Add the System Log table to the business system and, when the business data changes, update the maintenance log table content, as the ETL loads, by reading the log table data to determine how to load the data and how to load it. Advantages: No need to modify the business system table structure, the source data extraction is clear, faster. Can achieve the data of the recursive increase load. Disadvantage: Log table maintenance needs to be completed by the business system, the business system business operation procedures need to be modified to log information. Log table maintenance is more troublesome, the original system has a greater impact. Heavy workload, large changes, there is a certain risk.

(f) Oracle change data Capture (CDC mode)

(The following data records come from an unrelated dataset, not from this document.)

PR #764, opened 2024-09-26
[Google] Make looking up google groups far less blocking

### LINKED ISSUE #607: The google authenticator's calls to check groups is done sync, can it be made async?
Quickly written, I can fill this in in more detail later.

jrdnbradford:
Closes #607 and should only be merged after #763 as it is stacked. There might be some conflicts that I will resolve.

The main change was removing the creation of the `service` and instead retrieving an oauth token and using an asynchronous `aiohttp` session to get the groups. If Google ever releases an asynchronous client that uses the `service` then we should switch to that because it's more readable.

### DIFF
--- a/oauthenticator/google.py
+++ b/oauthenticator/google.py
@@ -366,17 +366,17 @@ class GoogleOAuthenticator(OAuthenticator, GoogleOAuth2Mixin):
         http=None,
         checked_groups=None,
         processed_groups=None,
+        credentials=None,
     ):
         """
         Return a set with the google groups a given user/group is a member of, including nested groups if allowed.
         """
-        if not hasattr(self, 'credentials'):
-            self.credentials = await self._setup_credentials(user_email_domain)
 
+        credentials = credentials or await self._setup_credentials(user_email_domain)
         checked_groups = checked_groups or set()
         processed_groups = processed_groups or set()
 
-        headers = {'Authorization': f'Bearer {self.credentials.token}'}
+        headers = {'Authorization': f'Bearer {credentials.token}'}
         url = f'https://www.googleapis.com/admin/directory/v1/groups?userKey={member_email}'
         group_data = await self.httpfetch(
             url, headers=headers, label="fetching google groups"
--- a/oauthenticator/google.py
+++ b/oauthenticator/google.py
@@ -14,7 +14,7 @@ from .oauth2 import OAuthenticator
 
 class GoogleOAuthenticator(OAuthenticator, GoogleOAuth2Mixin):
     user_auth_state_key = "google_user"
-    _credentials = None
+    _service_credentials = None
 
     @default("login_service")
     def _login_service_default(self):
@@ -315,27 +315,29 @@ class GoogleOAuthenticator(OAuthenticator, GoogleOAuth2Mixin):
         # users should be explicitly allowed via config, otherwise they aren't
         return False
 
-    def _get_credentials(self, user_email_domain):
+    def _get_service_credentials(self, user_email_domain):
         """
         Returns the stored credentials or fetches and stores new ones.
 
         Checks if the credentials are valid before returning them. Refreshes
         if necessary and stores the refreshed credentials.
         """
-        if not self._credentials or not self._is_token_valid():
-            self._credentials = self._setup_credentials(user_email_domain)
+        if not self._service_credentials or not self._is_token_valid():
+            self._service_credentials = self._setup_service_credentials(
+                user_email_domain
+            )
 
-        return self._credentials
+        return self._service_credentials
 
     def _is_token_valid(self):
         """
         Checks if the stored token is valid.
         """
-        if not self._credentials:
+        if not self._service_credentials:
             return False
-        if not self._credentials.token:
+        if not self._service_credentials.token:
             return False
-        if self._credentials.expired:
+        if self._service_credentials.expired:
             return False
 
         return True
@@ -364,7 +366,7 @@ class GoogleOAuthenticator(OAuthenticator, GoogleOAuth2Mixin):
 
         return credentials
 
-    def _setup_credentials(self, user_email_domain):
+    def _setup_service_credentials(self, user_email_domain):
         """
         Set up the oauth credentials for Google API.
         """
@@ -399,7 +401,7 @@ class GoogleOAuthenticator(OAuthenticator, GoogleOAuth2Mixin):
         Return a set with the google groups a given user/group is a member of, including nested groups if allowed.
         """
 
-        credentials = credentials or self._get_credentials(user_email_domain)
+        credentials = credentials or self._get_service_credentials(user_email_domain)
         checked_groups = checked_groups or set()
         processed_groups = processed_groups or set()
 
--- a/oauthenticator/google.py
+++ b/oauthenticator/google.py
@@ -314,7 +314,7 @@ class GoogleOAuthenticator(OAuthenticator, GoogleOAuth2Mixin):
         # users should be explicitly allowed via config, otherwise they aren't
         return False
 
-    async def _service_client_credentials(self, scopes, user_email_domain):
+    def _service_client_credentials(self, scopes, user_email_domain):
         """
         Return a configured service client credentials for the API.
         """
@@ -338,11 +338,11 @@ class GoogleOAuthenticator(OAuthenticator, GoogleOAuth2Mixin):
 
         return credentials
 
-    async def _setup_credentials(self, user_email_domain):
+    def _setup_credentials(self, user_email_domain):
         """
         Set up the oauth credentials for Google API.
         """
-        credentials = await self._service_client_credentials(
+        credentials = self._service_client_credentials(
             scopes=[f"{self.google_api_url}/auth/admin.directory.group.readonly"],
             user_email_domain=user_email_domain,
         )
@@ -372,7 +372,7 @@ class GoogleOAuthenticator(OAuthenticator, GoogleOAuth2Mixin):
         Return a set with the google groups a given user/group is a member of, including nested groups if allowed.
         """
 
-        credentials = credentials or await self._setup_credentials(user_email_domain)
+        credentials = credentials or self._setup_credentials(user_email_domain)
         checked_groups = checked_groups or set()
         processed_groups = processed_groups or set()
 
--- a/oauthenticator/google.py
+++ b/oauthenticator/google.py
@@ -4,6 +4,7 @@ A JupyterHub authenticator class for use with Google as an identity provider.
 
 import os
 
+import aiohttp
 from jupyterhub.auth import LocalAuthenticator
 from tornado.auth import GoogleOAuth2Mixin
 from tornado.web import HTTPError
@@ -243,7 +244,7 @@ class GoogleOAuthenticator(OAuthenticator, GoogleOAuth2Mixin):
 
         user_groups = set()
         if self.allowed_google_groups or self.admin_google_groups:
-            user_groups = self._fetch_member_groups(user_email, user_domain)
+            user_groups = await self._fetch_member_groups(user_email, user_domain)
         # sets are not JSONable, cast to list for auth_state
         user_info["google_groups"] = list(user_groups)
 
@@ -314,7 +315,7 @@ class GoogleOAuthenticator(OAuthenticator, GoogleOAuth2Mixin):
         # users should be explicitly allowed via config, otherwise they aren't
         return False
 
-    def _service_client_credentials(self, scopes, user_email_domain):
+    async def _service_client_credentials(self, scopes, user_email_domain):
         """
         Return a configured service client credentials for the API.
         """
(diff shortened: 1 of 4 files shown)


requirements.txt
```diff
@@ -1,3 +1,4 @@
+aiohttp
```
consideRatio, line 1: Remove this from here, and instead add it as an optional dependency for the `googlegroups` extras listed in setup.py.

We'll need to allow import of this to fail as well when doing so, so similarly to how its done here:

```python
        try:
            from google.auth.transport import requests
        except:
            raise ImportError(
                "Could not import google.auth.transport's requests,"
                "you may need to run 'pip install oauthenticator[googlegroups]' or not declare google groups"
            )
```

consideRatio (commented):
We could use `aiohttp`, but there is also the OAuthenticator base class function below that makes use of `tornado.HTTPRequest` which can be done async. If using this could work, that would be preferred as we avoid introducing another way of making HTTP requests.

```python
    async def httpfetch(
        self, url, label="fetching", parse_json=True, raise_error=True, **kwargs
    ):
        """Wrapper for creating and fetching http requests

        Includes http_request_kwargs in request kwargs
        logs error responses, parses successful JSON responses

        Args:
            url (str): url to fetch
            label (str): label describing what is happening,
                used in log message when the request fails.
            parse_json (bool): whether to parse the response as JSON
            raise_error (bool): whether to raise an exception on HTTP errors
            **kwargs: remaining keyword args
                passed to underlying `tornado.HTTPRequest`, overrides
                `http_request_kwargs`
        Returns:
            parsed JSON response if `parse_json=True`, else `tornado.HTTPResponse`
        """
        request_kwargs = self.http_request_kwargs.copy()
        request_kwargs.update(kwargs)
        req = HTTPRequest(url, **request_kwargs)
        return await self.fetch(
            req, label=label, parse_json=parse_json, raise_error=raise_error
        )
```

jrdnbradford:
Thanks for your guidance here on using `httpfetch`, @consideRatio.

consideRatio:
Oh beautiful!!! Have you been able to test that this works as well? I think our test coverage won't be able to tell so well if it does

jrdnbradford:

The data is judged by analyzing the log of the database itself. Oracle's change data Capture (cdc,changed) technology is representative of this. The CDC feature was introduced in the Oracle9i database. CDC can help you identify data that has changed since the last extraction. With CDC, data can be extracted at the same time as an INSERT, update, or delete operation on the source table, and the changed data is stored in the database's change table. This allows you to capture the changed data and then make it available to the target system in a controlled manner using the database view. The CDC architecture is based on the publish/subscribe model. The publisher captures the change data and provides it to subscribers. Subscribers use the change data obtained from the publisher. Typically, the CDC system has one publisher and multiple subscribers. The publisher first needs to identify the source tables that are required to capture the change data. It then captures the changed data and saves it in a specially created change table. It also enables subscribers to control access to changing data. Subscribers need to be aware of what change data they are interested in. A subscriber may not be interested in all the data published by the publisher. Subscribers need to create a subscriber view to access change data that is authorized by the Publisher. CDC is divided into synchronous mode and asynchronous mode, the synchronous mode captures the change data in real time and stores it in the change table, both the Publisher and the subscription are in the same database; the asynchronous Pattern is Oracle-based streaming replication technology.

Pros: Provides an easy-to-use API to set up the CDC environment and Shorten ETL time. There is no need to modify the business system table structure, can realize the data of the recursive increase load.

Disadvantage: The Business System database version and product is not unified, it is difficult to achieve a unified implementation, the implementation process is relatively complex, and needs in-depth research to achieve. or through third-party tools, expensive.

What is Data extraction

Contact Us

The content source of this page is from Internet, which doesn't represent Alibaba Cloud's opinion; products and services mentioned on that page don't have any relationship with Alibaba Cloud. If the content of the page makes you feel confusing, please write us an email, we will handle the problem within 5 days after receiving your email.

If you find any instances of plagiarism from the community, please send an email to: info-contact@alibabacloud.com and provide relevant evidence. A staff member will contact you within 5 working days.

A Free Trial That Lets You Build Big!

Start building with 50+ products and up to 12 months usage for Elastic Compute Service

  • Sales Support

    1 on 1 presale consultation

  • After-Sales Support

    24/7 Technical Support 6 Free Tickets per Quarter Faster Response

  • Alibaba Cloud offers highly flexible support services tailored to meet your exact needs.